Mit Hilfe des Forums habe ich meine Fehler ausgemerzt und Freude am Teich.
In diesem Sinne
vielen Dank
Dietmar


----------



## Digicat (18. Juli 2010)

*AW: Einfach mal D A N K E*

Servus Dietmar

Das hört man immer gerne 

Danke 

Soll dein Teich immer klares Wasser haben ...... 

Und auf ein Bilder-Update von Zeit zu Zeit net vergessen ... wir wollen doch deinen Teich im Laufe der Zeit sehen


----------



## hoboo34 (4. Aug. 2010)

*AW: Einfach mal D A N K E*

..ich kram den Thread mal raus und schliesse mich dem Titel an.
Absolut geiles Forum, professionell, nett und super durchdacht.

Hat mir schon einiges geholfen.

Das Admin- und Mod-Team macht eine geniale Arbeit: Immer präsent, unterstützend und (manchmal) kritisch...aber keine "angeberischen Obermufftis".

Weiter so.


----------



## 69pflanzenfreund69 (4. Aug. 2010)

*AW: Einfach mal D A N K E*


----------



## Buffo Buffo (4. Aug. 2010)

*AW: Einfach mal D A N K E*

..da schließe ich mich an!
..so viel lehrreicher Input in geballter Form...
..das hat schon Suchtpotenzial!
Liebe Grüße
Andrea


----------



## danyvet (4. Aug. 2010)

*AW: Einfach mal D A N K E*

Ja, das muss wirklich mal betont werden 
Suchtpotenzial, da muss ich Andrea zustimmen 
Auch von mir ein herzliches


----------



## elkop (4. Aug. 2010)

*AW: Einfach mal D A N K E*

auch ich kann mich hier nur dankbar anschließen:handkuss


----------



## CrimsonTide (5. Aug. 2010)

*AW: Einfach mal D A N K E*

ja, da ist wohl was wahres dran! ich hab zwar schon in manchen meiner postings danke für ratschläge, etc. gesagt, aber wenn es schon einen extra-thread dafür gibt, sage ich auch nochmal herzlichen dank

den admins für die führung des forums ... allein das macht viel arbeit 
und
allen hilfestellern, informanten, tippgebern für tipps, tricks und hilfe bei teichbau, fischhaltung, pflege,...

also ... merci für alles!


----------



## Christian und Frauke (5. Aug. 2010)

*AW: Einfach mal D A N K E*

Auch von mir ein dankeschön an alle Helfer
Ich hab hier sehr sehr viel gelernt 
Und wenn man mal Hilfe braucht ist immer jemand zur Stelle


----------



## cpt.nemo (5. Aug. 2010)

*AW: Einfach mal D A N K E*

Dem kann ich mich nur anschließen.
Ein herzliches Dankeschön an alle die sich immer so viel Arbeit machen.
 Ihr seid echt spitze


----------



## Eva-Maria (5. Aug. 2010)

*AW: Einfach mal D A N K E*

DA kann ich mich nur anschliessen!

Ohne dieses Forum... 
-hätten wir eine Menge Dinge NICHT gewußt
- 'ne ganze Reihe von Fehlern gemacht
- Dinge ganz anders gehandhabt und wären vermutlich tüchtig auf die __ Nase gefallen.

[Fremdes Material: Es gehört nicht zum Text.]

PR #43, opened 2024-01-03
Added local storage via hostpath

berkayoz:
Deploys local storage via hostpath.
Existing images for microk8s is used so the chart is configured to use the `microk8s.io/hostpath` provider tag.


tests/e2e/templates/storage-test.yaml
```diff
@@ -0,0 +1,53 @@
+kind: PersistentVolumeClaim
+apiVersion: v1
+metadata:
+  name: myclaim
+spec:
+  accessModes:
+    - ReadWriteMany
+  volumeMode: Filesystem
```
neoaggelos, line 8: This is ignored atm, but let's keep it

tests/e2e/tests/test_storage.py
```diff
@@ -0,0 +1,146 @@
...
+    instance_id = h.new_instance()
+
+    util.setup_k8s_snap(h, instance_id, snap_path, wait_ready=False)
+
+    out = h.exec(
+        instance_id,
+        [K8S_BINARY_PATH, "enable", "storage"],
+        capture_output=True,
+    )
+    assert "enabled" in out.stderr.decode()
```
neoaggelos, line 32: can we have `check=True` here as well? or do we need something else?

tests/e2e/tests/test_storage.py
```diff
@@ -0,0 +1,146 @@
...
+        check=True,
+    )
+
+    LOG.info("Waiting for storage to get provisioned...")
+    util.retry_until_condition(
+        h,
+        instance_id,
+        ["k8s", "kubectl", "get", "pvc", "-o", "json"],
+        condition=lambda p: "myclaim" in p.stdout.decode()
+        and "Bound" in p.stdout.decode(),
```
neoaggelos, line 107: should we instead parse json and check the correct fields?

tests/e2e/tests/test_storage.py
```diff
@@ -0,0 +1,146 @@
...
+        check=True,
+    )
+
+    p = h.exec(
+        instance_id,
+        ["k8s", "kubectl", "logs", "storage-reader-pod"],
+        capture_output=True,
+    )
+    assert "test_date" in p.stdout.decode()
+    assert str(datetime.now().year) in p.stdout.decode()
```
neoaggelos, line 146: hmm, could we have a fixed text like "LOREM IPSUM" instead of the current date? should not be a problem, but would keep the logic here simpler, as I don't have to think too much looking at this and the pod template

neoaggelos (commented):
Looks great, just a couple minor nits

neoaggelos (approved):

Der offene & konstruktive Umgang miteinander läßt mich gern hier sein.


----------



## Elfriede (5. Aug. 2010)

*AW: Einfach mal D A N K E*

Einen großen, ehrlichen Dank auch von mir. 
Eigentlich müsste ich mich mit dem ( meines Wissens) einzigen Teich hier auf Paros sehr einsam, hilflos und verlassen fühlen. Dass dem nicht so ist, das verdanke ich diesem Forum mit all seinen hilfsbereiten Usern und seiner perfekten Führung.

Mit Dank und lieben Grüßen aus Griechenland
Elfriede


----------



## hoboo34 (5. Aug. 2010)

*AW: Einfach mal D A N K E*



> Ohne dieses Forum...
> -hätten wir eine Menge Dinge NICHT gewußt
> - 'ne ganze Reihe von Fehlern gemacht
> - Dinge ganz anders gehandhabt und wären vermutlich tüchtig auf die __ Nase gefallen.



..und Geld aus dem Fenster geschmissen (meine Erfahrung)


----------



## Jens aus Dortmund (5. Aug. 2010)

*AW: Einfach mal D A N K E*

Also da kann und muss ich mich auch anschließen....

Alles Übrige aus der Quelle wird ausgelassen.